**Supplied entries**

PR #313, opened 2024-09-25
Added support for CASE_SENSITIVE setting

### LINKED ISSUE #302: Feature request: Ability to set case sensitivity in Helix Core
### Use case

Helix Core `p4d` has a list of startup flags that can be passed in to achieve different things (a full list can be found [here](https://www.perforce.com/manuals/p4sag/Content/P4SAG/appendix.p4d.html) ). 

For example, both Windows and UGS require the server to be run in case insensitive mode, which is the `-C1` startup flag.  

### Solution/User Experience

Add some ability to set the case sensitivity in the `helix-core` module on setup.
### Alternative solutions

_No response_

keith-miller:
resolves #302

**Issue number:**

### Changes

Added support for CASE_SENSITIVE setting

### User experience

## Checklist

* [ X] I have performed a self-review of this change
* [ X] Changes have been tested
* [ ] Changes are documented

<details>

</details>

## Acknowledgment

### DIFF
--- a/modules/jenkins/versions.tf
+++ b/modules/jenkins/versions.tf
@@ -4,7 +4,7 @@ terraform {
   required_providers {
     aws = {
       source  = "hashicorp/aws"
-      version = "5.66.0"
+      version = "5.68.0"
     }
     random = {
       source  = "hashicorp/random"
--- a/modules/perforce/helix-authentication-service/versions.tf
+++ b/modules/perforce/helix-authentication-service/versions.tf
@@ -4,7 +4,7 @@ terraform {
   required_providers {
     aws = {
       source  = "hashicorp/aws"
-      version = "5.66.0"
+      version = "5.68.0"
     }
     awscc = {
       source  = "hashicorp/awscc"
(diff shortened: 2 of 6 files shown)


keith-miller:
This is my first pass @henrykie which works, but I'm sure you will want to make the wording better :)

henrykie:
@GrzesiekO take a look...

henrykie:
@keith-miller this looks great to me. If it works for you then I'll let @GrzesiekO review - he may want to use this approach for now. We've been going back and forth on replacing this bash script entirely eventually, and as new requests for modifications come in we're leaning more and more that way.

We still need to set unicode mode. My understanding is you can do that against the server once it is already booted? We will still want to consider doing it by default.

keith-miller:
@henrykie that's correct. We were able to enable unicode support after the fact and are unblocked using this code.

GrzesiekO:
Seen the changes need to test it but seems like a quick fix following current pattern. Thank you @keith-miller!

GrzesiekO (approved):
All changes with current convention. Adds case sensitivity option for p4d. 
Approving.

henrykie (approved):

PR #383, opened 2024-11-05
chore: add external tls access to ALB + force cleanup resource flag

stephenlacy:
I noticed that the horde example stack doesn't have internet access through the ALB due to the security group rules.
Also added a enable_force_cleanup variable to cleanup s3 buckets.

### Changes
- Adds a flag to enable a clean stack deletion
- Enables public access to the horde server running on :443

## Checklist

* [ ] Changes are documented

## Acknowledgment

### DIFF
--- a/modules/unreal/horde/examples/complete/dns.tf
+++ b/modules/unreal/horde/examples/complete/dns.tf
@@ -46,6 +46,11 @@ resource "aws_acm_certificate" "unreal_engine_horde" {
   domain_name       = "horde.${data.aws_route53_zone.root.name}"
   validation_method = "DNS"
 
+  subject_alternative_names = [
+    "*.${data.aws_route53_zone.root.name}",
+    "*.horde.${data.aws_route53_zone.root.name}"
+  ]
+
   tags = {
     environment = "dev"
   }
@@ -63,6 +68,8 @@ resource "aws_route53_record" "unreal_engine_horde_cert" {
       record = dvo.resource_record_value
       type   = dvo.resource_record_type
     }
+    # skips the domain if it doesn't contain a wildcard
+    if length(regexall("\\*\\..+", dvo.domain_name)) > 0
   }
 
   allow_overwrite = true
--- a/modules/unreal/horde/sg.tf
+++ b/modules/unreal/horde/sg.tf
@@ -95,6 +95,18 @@ resource "aws_vpc_security_group_egress_rule" "unreal_horde_outbound_ipv6" {
   ip_protocol       = "-1" # semantically equivalent to all ports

**Directions**
In the listing above, how many lines include the string "been"? Reply with the number alone.

**Reply to the exercise**
2